Dactylopius opuntiae can have a devastating impact on the production of both prickly pear fruit and cladodes as livestock feed. The species has a tendency to form colonies of varying sizes on cladodes, often completely covering the plant. This leads to the dropping of fruit and the drying out and eventual falling off of the cladodes. The damage starts with yellowish areas and necrosis on the cladodes, which then leads to drying out of the entire plant within a year. The woody stems can survive for another six months after this, but the damage is already done. The high population level of Dactylopius opuntiae weakens the plants, which pathogens attack, in turn causing their death.

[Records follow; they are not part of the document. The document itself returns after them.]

PR #723, opened 2025-09-17
chore: shake imports

Ruben-VandeVelde:
I'm not sure if any of these are intended to stay in the expectation that they'll be used to prove `sorry`s.

I moved the `IsLocalHom e.toRingHom` instance to prevent Lean from generating the same name for two of these similar instances.


kbuzzard:
Thanks!

PR #727, opened 2025-09-19
Slow import issue

kbuzzard:
Debugging some slowness with imports. Not for merging. File FLT/GaloisRepresentation/crap/GaloisGroup_for_Oliver.lean currently doesn't compile (but is also not mentioned in `FLT.lean` so `lake build` works). There is probably some dodgy instance in FLT which we want to find. You can fix the file by commenting out line 1 `import FLT.Deformations.RepresentationTheory.Basic`, so do this, check that it compiles, and then uncomment line 1 again, check the file now doesn't compile, and then jump to `FLT.Deformations.RepresentationTheory.Basic` and see what the FLT-imports to that file are, and then replace the import by these new imports.

My problem is that (at least if I am not connected to the internet, I don't know if this makes it worse) then the procedure I outlined above takes over a minute because every time I change the imports I find myself in orange bar hell.

### DIFF
--- a/FLT/GaloisRepresentation/crap/GaloisGroup_for_Oliver.lean
+++ b/FLT/GaloisRepresentation/crap/GaloisGroup_for_Oliver.lean
@@ -1,0 +1,42 @@
+import FLT.Deformations.RepresentationTheory.Basic
+import Mathlib
+
+-- The problem: uncommenting the FLT import on line 1 breaks the proof.
+-- Show this by uncommenting the FLT import and then commenting it out again, and then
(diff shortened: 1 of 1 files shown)


kbuzzard:
Resolved -- this was caused by Microsoft Defender. Zulip thread [#general > building mathlib on ubuntu v mac @ 💬](https://leanprover.zulipchat.com/#narrow/channel/113488-general/topic/building.20mathlib.20on.20ubuntu.20v.20mac/near/553257509)

PR #735, opened 2025-10-03
feat: statement of cyclic base change

kbuzzard:
Statement of cyclic base change which covers all the cases we need.

### DIFF
--- a/.github/workflows/blueprint.yml
+++ b/.github/workflows/blueprint.yml
@@ -79,7 +79,7 @@ jobs:
       - name: Upstreaming dashboard
         run: python3 scripts/upstreaming_dashboard.py
 
-      - uses: leanprover-community/docgen-action@095763bcfa35bef9c6a3eb8ae778c5e6c7727df2 # 2025-07-03
+      - uses: leanprover-community/docgen-action@deed0cdc44dd8e5de07a300773eb751d33e32fc8 # 2025-10-26
         with:
           blueprint: true
           homepage: docs


FLT/GaloisRepresentation/Automorphic.lean
```diff
@@ -57,35 +60,116 @@ This is a far more restrictive definition of automorphic than is found in the li
...
-    (D : Type*) [Ring D] [Algebra F D] [IsQuaternionAlgebra F D]
-    -- `D` is assumed to have discriminant 1
-    (r : IsQuaternionAlgebra.NumberField.Rigidification F D)
     -- `S` is the level of the modular form
     (S : Finset (HeightOneSpectrum (𝓞 F))) : Prop :=
-  -- We say `ρ` is *automorphic* if there's an `A`-valued automorphic eigenform
-  ∃ (π : HeckeAlgebra F D r S 𝒪 →ₐ[𝒪] A),
+  -- We say `ρ` is *automorphic* if there's a quaternion algebra D over F of discriminant 1
+  ∃ (D : Type u) (_ : Ring D) (_ : Algebra F D) (_ : IsQuaternionAlgebra F D)
+    (r : IsQuaternionAlgebra.NumberField.Rigidification F D)
```
erdOne, line 78: Do we really want to move this into the exists? This gives you a different `D` and rigidification whenever you obtain from it and you need either a theorem or a sorry showing that such `D` is unique to actually use it. 

But the sorry is definitely known in the 80s so it's probably fine either way.

FLT/GaloisRepresentation/Automorphic.lean
```diff
@@ -57,35 +60,116 @@ This is a far more restrictive definition of automorphic than is found in the li
...
+
+instance {F E D : Type*}
+    [Field F]
+    [Field E] [Algebra F E]
+    [Ring D] [Algebra F D] [IsQuaternionAlgebra F D] :
+    IsQuaternionAlgebra E (E ⊗[F] D) := sorry -- Ask Edison?
+
+variable (p : ℕ) [Fact p.Prime] in
+instance : ContinuousSMul ℤ_[p] (AlgebraicClosure ℚ_[p]) where
+  continuous_smul := sorry -- ask on is there code for X
```
erdOne: This is 
```
variable {p : ℕ} [Fact p.Prime]

noncomputable
instance : NormedSpace ℚ_[p] (PadicAlgCl p) := spectralNorm.normedSpace ..

instance : ContinuousSMul ℤ_[p] (PadicAlgCl p) :=
  continuousSMul_of_algebraMap _ _ ((continuous_algebraMap ℚ_[p] _).comp continuous_subtype_val)
```

FLT/GaloisRepresentation/Automorphic.lean
```diff
@@ -57,35 +60,116 @@ This is a far more restrictive definition of automorphic than is found in the li
...
+* `det(ρ)` is the cyclotomic character.
+
+Then `ρ` is automorphic of level U₁(S) iff ρ|G_E is automorphic of level U₁(S_E),
+where S_E is the pullback of S to E.
+-/
+theorem cyclic_base_change
+    -- let F be a totally real number field of even degree
+    {F : Type*} [Field F] [NumberField F] [IsTotallyReal F]
+    (hF : Even (Module.finrank ℚ F))
+    -- let E/F be a finite solvable extension
```
erdOne, line 126: You also need either `Even (Module.finrank ℚ E)` or `Even (Module.finrank F E)` I think?

FLT/GaloisRepresentation/Automorphic.lean
kbuzzard: The reason I moved D inside was so I could state cyclic base change as "rho is automorphic of level S iff rho|E is automorphic of level S|E" rather than having to introduce two quaternion algebras in the statement (and then you'll get different quaternion algebras whenever you use cyclic base change, so it's basically the same problem). Another possibility is "for all D/F and for all rigidifications r,..." (after the colon), and then you run into the problem that you will sometimes need to produce a D and again this is known in the 80s. I propose just leaving it as it is and adding lemmas as we need them. Does this sound OK?

FLT/GaloisRepresentation/Automorphic.lean
kbuzzard: Thanks!

FLT/GaloisRepresentation/Automorphic.lean
kbuzzard: I don't think we need F/E even, and E/Q even follows from F/Q even. Does this sound OK?

FLT/GaloisRepresentation/Automorphic.lean
erdOne: Ah sure makes sense.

In northeastern Brazil, Dactylopius opuntiae was imported from Mexico to produce dye, but it has caused significant damage to forage cactus production. In other Brazilian states such as Pernambuco, Paraíba, and Ceará, Dactylopius opuntiae infested over 100,000 hectares, resulting in more than US$100 million in annual damage, with serious socioeconomic consequences for farming communities where milk production is linked to prickly pear cultivation. Since its first detection in Morocco in September 2014, Dactylopius opuntiae has spread rapidly and caused serious damage to Opuntia ficus-indica plants, leading local authorities to uproot and incinerate over 400 hectares of plantations in the Doukkala region. The Moroccan Ministry of Agriculture implemented an emergency plan for Dactylopius opuntiae management in 2016, including a research program focusing on the most important components of cochineal management. Several insecticides such as chlorpyrifos, pyriproxyfen, acetamiprid, spirotetramat, and mineral oils have been authorized for use in Morocco to control the pest. However, chemical treatment of the cochineal colonies only provided temporary solutions against the pest. Several studies have observed that essential oils, botanical extracts, vegetable oils, detergents, and other bioactive chemicals have a strong insecticidal effect on the pest in cactus plantations. Bouharroud et al. (2018) evaluated the efficacy of D-Limonene, a widespread terpene, against Dactylopius opuntiae. The greatest female mortality rate was 99% at 150 ppm 6 days after treatment. Plant clones that are resistant to Dactylopius opuntiae can be an effective way to manage the pest. The thickness of the cactus plant's cuticle and epidermis, as well as the presence of calcium oxalate, play a crucial role in resistance to the pest. In Morocco, eight cultivars have shown immunity-type resistance to Dactylopius opuntiae, and more research is needed to develop resistant cultivars. Mechanical and physical methods, such as pruning and uprooting, can also be used to control the pest, but they are only effective when just a few plants are infested.

The extensive damage caused by Dactylopius opuntiae requires an integrated pest management (IPM) approach.

In 2012, Dactylopius opuntiae was first discovered in southern Lebanon on Opuntia ficus-indica plants. By 2014, the species was found to be widespread in the south of the country and causing severe damage to the cactus plants, whose fruit is an important source of income for local farmers. In 2015, new infestations were observed in neighboring regions. Although the predator beetle Cryptolaemus montrouzieri was found in association with the Dactylopius opuntiae colonies, their numbers were not high enough to control the pest population.

In 2013, the presence of Dactylopius opuntiae was reported for the first time in Israel. The insect was collected from Opuntia ficus-indica plants in the Hula Valley of the Upper Galilee.

The insect's natural predators help contain the damage they cause in Central American countries where Opuntia ficus-indica originates.